The organ of Corti, or spiral organ, is the receptor organ for hearing and is located in the mammalian cochlea. This highly varied strip of epithelial cells allows for transduction of auditory signals into nerve impulses' action potential. Transduction occurs through vibrations of structures in the inner ear causing displacement of cochlear fluid and movement of hair cells at the organ of Corti to produce electrochemical signals.

Italian anatomist Alfonso Giacomo Gaspare Corti (1822–1876) discovered the organ of Corti in 1851. The structure evolved from the basilar papilla and is crucial for mechanotransduction in mammals.

The organ of Corti is located in the scala media of the cochlea of the inner ear between the vestibular duct and the tympanic duct and is composed of mechanosensory cells, known as hair cells. Strategically positioned on the basilar membrane of the organ of Corti are three rows of outer hair cells (OHCs) and one row of inner hair cells (IHCs). Surrounding these hair cells are supporting cells: Deiters cells, also called phalangeal cells, which have a close relation with the OHCs, and pillar cells, which separate and support both the OHCs and the IHCs.

Projecting from the tops of the hair cells are tiny finger-like projections called stereocilia, which are arranged in a graduated fashion with the shortest stereocilia on the outer rows and the longest in the center. This gradation is thought to be the most important anatomic feature of the organ of Corti because this allows the sensory cells superior tuning capability.

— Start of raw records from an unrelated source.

PR #550, opened 2015-08-12
ncm-ceph: Extend schema with rgw options, and spread over multiple files

### LINKED ISSUE #333: ncm-ceph: validate radosgw configuration schema
radosgw config schema not validated yet in #320 . The config parameters should be checked and tested

kwaegema:
fixes #333

### DIFF
--- a/ncm-ceph/src/main/pan/components/ceph/schema-rgw.pan
+++ b/ncm-ceph/src/main/pan/components/ceph/schema-rgw.pan
@@ -2,7 +2,7 @@ declaration template components/${project.artifactId}/schema-rgw;
 
 type type_quoted_string = string with match(SELF, '^".*"$');
 
-@documentation{ ceph rados gateway config }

If the cochlea were uncoiled, it would roll out to be about 33 mm long in women and 34 mm in men, with about 2.28 mm of standard deviation for the population. The cochlea is also tonotopically organized, meaning that different frequencies of sound waves interact with different locations on the structure. The base of the cochlea, closest to the outer ear, is the most stiff and narrow and is where the high-frequency sounds are transduced. The apex, or top, of the cochlea is wider and much more flexible and loose and functions as the transduction site for low-frequency sounds.

The function of the organ of Corti is to convert (transduce) sounds into electrical signals that can be transmitted to the brainstem through the auditory nerve. It is the auricle and middle ear that act as mechanical transformers and amplifiers so that the sound waves end up with amplitudes 22 times greater than when they entered the ear.

In normal hearing, the majority of the auditory signals that reach the organ of Corti in the first place come from the outer ear. Sound waves enter through the auditory canal and vibrate the tympanic membrane, also known as the eardrum, which vibrates three small bones called the ossicles. As a result, the attached oval window moves and causes movement of the round window, which leads to displacement of the cochlear fluid. However, the stimulation can happen also via direct vibration of the cochlea from the skull. The latter is referred to as Bone Conduction (or BC) hearing, as complementary to the first one described, which is instead called Air Conduction (or AC) hearing. Both AC and BC stimulate the basilar membrane in the same way (Békésy, G.v., Experiments in Hearing. 1960).

The basilar membrane on the tympanic duct presses against the hair cells of the organ as perilymphatic pressure waves pass. The stereocilia atop the IHCs move with this fluid displacement and in response their cation, or positive ion selective, channels are pulled open by cadherin structures called tip links that connect adjacent stereocilia. The organ of Corti, surrounded in potassium-rich fluid endolymph, lies on the basilar membrane at the base of the scala media. Under the organ of Corti is the scala tympani and above it, the scala vestibuli. Both structures exist in a low potassium fluid called perilymph. Because those stereocilia are in the midst of a high concentration of potassium, once their cation channels are pulled open, potassium ions as well as calcium ions flow into the top of the hair cell. With this influx of positive ions the IHC becomes depolarized, opening voltage-gated calcium channels at the basolateral region of the hair cells and triggering the release of the neurotransmitter glutamate. An electrical signal is then sent through the auditory nerve and into the auditory cortex of the brain as a neural message.